«Je vous en parle volontiers, même si mes influences sont plutôt du côté de Duke Ellington, Count Basie ou Cole Porter, parce que lui c'est une perte immense. Ray Charles, je l'ai connu chez vous, à Montreux. On a aussi chanté un duo pour les Victoires de la musique. Comme je parle mal l'anglais, je n'osais pas chanter une de ses chansons. Ray m'a dit: «Pas de problème, prenons une des tiennes!» J'ai entonné «Le blues du dentiste», de Boris Vian, et lui a improvisé immédiatement. Magistral.

Ray Charles n'a pas été suivi à la mesure de son mérite. Il fait partie, comme Miles, comme Armstrong, de ces musiciens tellement grands, tellement en avance sur tout le reste, que leurs influences sont difficiles à mesurer. Tout le monde le connaît comme homme de scène, mais peu savent à quel point il était un compositeur phénoménal. Curieusement, il aimait mieux jouer la musique des autres que la sienne. Il m'a envoyé ses compositions une ou deux fois, c'était magnifique.

Dans ses premières chansons, il utilisait un langage codé.
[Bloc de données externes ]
Issue #7040, opened 2023-09-04
8.7.0 regression: Install of monorepo that contains locally injected packages fails


JacobLey:
### Last pnpm version that worked

8.6.x

### pnpm version

8.7.0

### Code to reproduce the issue

Run `pnpm i` in this repo https://github.com/geekytime/pnpm-install-error-example

### Expected behavior

Install is successful

### Actual behavior

Fails on error
> Cannot resolve workspace protocol of dependency "C" because this dependency is not installed. Try running "pnpm install".

### Additional information

Broken by this PR: https://github.com/pnpm/pnpm/pull/6943

Which attempted to apply `publishConfig` to the deploy step. However it impacts some installs which hit a circular dependency (expecting to be installed before install is complete)

See additional conversation in this issue: https://github.com/pnpm/pnpm/issues/6994

Creating a new issue to track different conditions (original issue related to actual `deploy`, and did not have `install` run prior`)

Will attach further context in comments

### Node.js version

20.5.1

### Operating System

macOS

JacobLey:
# Current understanding of how pnpm works internally

When performing an install, pnpm kicks off a bunch of asynchronous "fetchers". This can perform various IO like downloading tarballs. It _also_ can load packages internally ([directory fetcher](https://github.com/pnpm/pnpm/tree/main/fetching/directory-fetcher)).

This work can be incredibly IO heavy, and is not _immediately_ needed, but it kicked off early to optimize performance.
This is the line where the "forking" happens: https://github.com/pnpm/pnpm/blob/main/pkg-manager/package-requester/src/packageRequester.ts#L348
`doFetchToStore` is itself asynchronous, but does not block execution. Instead it reports success via deferred promises.

_NOTE_ this means that the fetchers can fail early in install, but not have the failure reported until later (once actually used)

Later on in the install, the "fetch" result is actually referenced https://github.com/pnpm/pnpm/blob/main/pkg-manager/core/src/install/link.ts#L428

At an even later step, the local packages are sym-linked together: https://github.com/pnpm/pnpm/blob/main/pkg-manager/core/src/install/link.ts#L273

The regression occurs because the directory fetcher expects the dependencies to be sym-linked, which does not happen until _after_ the fetch is complete. Which is a circular dependency, and fails.

# Solution

There are two parts of this.

First, we need to defer the execution of the directory fetcher. We don't want to delay _all_ fetchers (e.g. tarballs) because that provides significant performance boost and do not have a similar dependency issue.

[...]

PR #7048, opened 2023-09-04
chore(install): add test for injected installs

JacobLey:
Add (currently failing) test for injected installs.

Represents regression issue discussed here: https://github.com/pnpm/pnpm/issues/7040


pkg-manager/plugin-commands-installation/test/install.ts
```diff
@@ -52,3 +53,124 @@ test('install with no store integrity validation', async () => {
...
+
+      expect(
+        JSON.parse(injectedProject2)
+      ).toEqual({
+        name: 'project-2',
+        version: '1.0.0',
+        devDependencies: {
+          'project-3': '1.0.0',
+        },
+        exports: {
```
JacobLey, line 143: An important question is whether this package.json is expected to be "publishable".

I believe existing (pre-regression) this would _not_ be, but post this PR: https://github.com/pnpm/pnpm/pull/6943 we would expect to to be

If we _do not_ want it to be "publishable", then that transform should be moved out of the directory fetcher (and simplifies this regression).

JacobLey:
Test is currently failing (demonstrates regression)

Most likely this test can be merged into the solution PR, rather than solo, but currently is standalone PR to discussed _expected behavior_ without confusing with implementation details

pkg-manager/plugin-commands-installation/test/install.ts
```diff
@@ -52,3 +53,126 @@ test('install with no store integrity validation', async () => {
...
+
+      expect(
+        JSON.parse(injectedProject2)
+      ).toEqual({
+        name: 'project-2',
+        version: '1.0.0',
+        devDependencies: {
+          'project-3': '1.0.0',
+        },
+        publishConfig: {
```
JacobLey, line 88: With regression reverted, this still has the raw `publishConfig` (but should pass!)

So again the important question is _should_ it have the "exportable manifest" instead

JacobLey:
ping for review

pkg-manager/plugin-commands-installation/test/install.ts
```diff
@@ -52,3 +53,126 @@ test('install with no store integrity validation', async () => {
 
   expect(fs.readFileSync('node_modules/is-positive/readme.md', 'utf8')).toBe('modified')
 })
+
+describe('install injected dependencies', () => {
```
zkochan: this description doesn't explain what the test is actually about. Maybe mention that it is about the manifest of the injected dependencies.

pkg-manager/plugin-commands-installation/test/install.ts
```diff
@@ -52,3 +53,126 @@ test('install with no store integrity validation', async () => {
...
+    withLockfile,
+  } of [
+      {
+        title: 'with shared lockfile',
+        withLockfile: true,
+      }, {
+        title: 'with individual lockfiles',
+        withLockfile: false,
+      },
+    ]) {
```
zkochan: jest has built-in way to loop over cases

https://jestjs.io/blog/2018/05/29/jest-23-blazing-fast-delightful-testing#jest-each

pkg-manager/plugin-commands-installation/test/install.ts
```diff
@@ -52,3 +53,126 @@ test('install with no store integrity validation', async () => {
...
+      })
+
+      const [
+        originalProject2,
+        injectedProject2,
+      ] = await Promise.all([
+        fs.promises.readFile('project-2/package.json', 'utf8'),
+        fs.promises.readFile('project-1/node_modules/project-2/package.json', 'utf8'),
+      ])
+
```
zkochan: prefer sync operations in tests for readability.

pkg-manager/plugin-commands-installation/test/install.ts
JacobLey: Updated

pkg-manager/plugin-commands-installation/test/install.ts
JacobLey: updated

pkg-manager/plugin-commands-installation/test/install.ts
JacobLey: Took a swing at updating to mention manifest + publishConfig

zkochan:
merged to https://github.com/pnpm/pnpm/pull/7647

Pour faire passer des messages sur la souffrance du peuple noir, qui ne s'adressait qu'à eux. Il a été exceptionnel par la force de son message, sa puissance musicale et son interprétation. Un style à lui, c'est tout. Qui avait ses racines dans le gospel.

Un jour, il m'a dit: «Moi, je suis aveugle et musicien. Ma vie c'est visiter des hôtels, donner des concerts et faire l'amour.» Il était très porté sur la chose. Il avait un humour merveilleux, noir forcément. Il était très simple et bon vivant.»